I'm writing a script, that should fill the new table with data in the shortest terms (~650Gb table).
The partition(hash) key is different between all records, so I can't imagine the better key.
I've set the provisioned WCU for this table at 4k.
When script works, 16 independent threads put different data into the table at a high rate. During execution, I receive ProvisionedThroghputException. The Cloudwatch graphs show that consumed WCU is capped at 1000WCU.
It could happen if all data is put to one partition.
As I understand, the DynamoDb would create the new partition, when data size would exceed the 10Gb limit. Is it so?
So, during this data fill operation, I have only 1 partition and the limit of 1000WCU is understandable.
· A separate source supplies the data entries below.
PR #435, opened 2026-08-14
Clear descriptor caches when bean introspectors change

rootvector2:
`addBeanIntrospector`, `removeBeanIntrospector` and `resetBeanIntrospectors` mutate the `introspectors` list but never invalidate `descriptorsCache`, which `getIntrospectionData` fills once per bean class, so registering a `SuppressPropertiesBeanIntrospector` (the documented BEANUTILS-463 hardening) after a class has already been introspected is a no-op: `getPropertyDescriptor` returns the stale cached descriptor at its early return before it reaches the `isPropertySuppressed` guard, and the suppressed property stays readable and writable via `populate`/`getProperty`/`setProperty`. found while auditing the suppression path from #413/#431, whose own tests call `clearDescriptors()` right before `addBeanIntrospector` to work around this. clearing the descriptor caches when the introspector set changes makes the change take effect for already-cached classes; i did not reuse `clearDescriptors()` because it also flushes the JVM-global `Introspector` cache.

### DIFF
--- a/src/main/java/org/apache/commons/beanutils2/PropertyUtilsBean.java
+++ b/src/main/java/org/apache/commons/beanutils2/PropertyUtilsBean.java
@@ -136,6 +136,7 @@ public class PropertyUtilsBean {
      */
     public void addBeanIntrospector(final BeanIntrospector introspector) {
         introspectors.add(Objects.requireNonNull(introspector, "introspector"));
+        clearDescriptorCaches();
     }
 
     /**
@@ -146,6 +147,15 @@ public class PropertyUtilsBean {
         descriptorsCache.clear();
         mappedDescriptorsCache.clear();
         Introspector.flushCaches();
+    }
+
+    /**
+     * Discards the memoized introspection results after the registered {@link BeanIntrospector} set has changed. Unlike {@link #clearDescriptors()} this leaves
+     * the JVM-global {@link Introspector} cache untouched.
+     */
+    private void clearDescriptorCaches() {
+        descriptorsCache.clear();
+        mappedDescriptorsCache.clear();
     }
 
     /**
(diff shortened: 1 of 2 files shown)


garydgregory (changes requested):
Hello @rootvector2 

Thank you for the PR.

What do you think about adding tests that cover the following patterns:

- `resetBeanIntrospectors()` cache invalidation. The method now calls `clearDescriptorCaches()`, but there is no dedicated test that warms a cache, calls `resetBeanIntrospectors()` ,and checks that a previously suppressed or modified property is re-evaluated.
- Invalidation of the mappedDescriptorsCache path specifically. The existing `testCustomIntrospectionSuppressedMappedProperty*` tests exercise suppression of mapped properties, but they add the introspector before the first access. A test that warms a mapped descriptor, then adds and/or removes an introspector and checks the mapped descriptor is re-created would close the gap.
- Multiple sequential adds/removes.

rootvector2:
makes sense, added all three in 85eda71: `testResetBeanIntrospectorsInvalidatesCache` warms the cache with a suppressor and checks the property is re-evaluated after the reset; `testIntrospectorChangeInvalidatesMappedDescriptorCache` warms a mapped descriptor, then adds/removes an introspector and asserts with `assertNotSame` that the cached `MappedPropertyDescriptor` is re-created rather than served stale (the suppression guard alone would mask a stale entry, so the identity check is what closes that gap); `testSequentialIntrospectorChangesInvalidateCache` does two adds then two removes and checks the visible property set after each step. verified all three fail with the invalidation in `PropertyUtilsBean` reverted. full default `mvn` goal green, 1291 tests.

garydgregory:
@rootvector2 Please rebase on git master to pick up a fix to the tests.

rootvector2:
rebased on master, full `mvn` run green with 1291 tests.

garydgregory:
@rootvector2 
Thank you, merged 🚀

I've checked the https://aws.amazon.com/ru/premiumsupport/knowledge-center/dynamodb-table-throttled/
But seems that these suggestions are applied to already filled tables and you try to add a lot of new data there.
So I have 3 questions:
1. How I can speed up the process of inserting data into the new empty table?
2. When DynamoDB decide to create a new partition?
3. Can I set up a minimum number of partitions (for ex. 4), to use all the power of provisioned WCU (4k)?
UPD2 the HASH key is long number. Actually it's not strongly unique. But max rows with same HASH key but different RANGE keys is 2.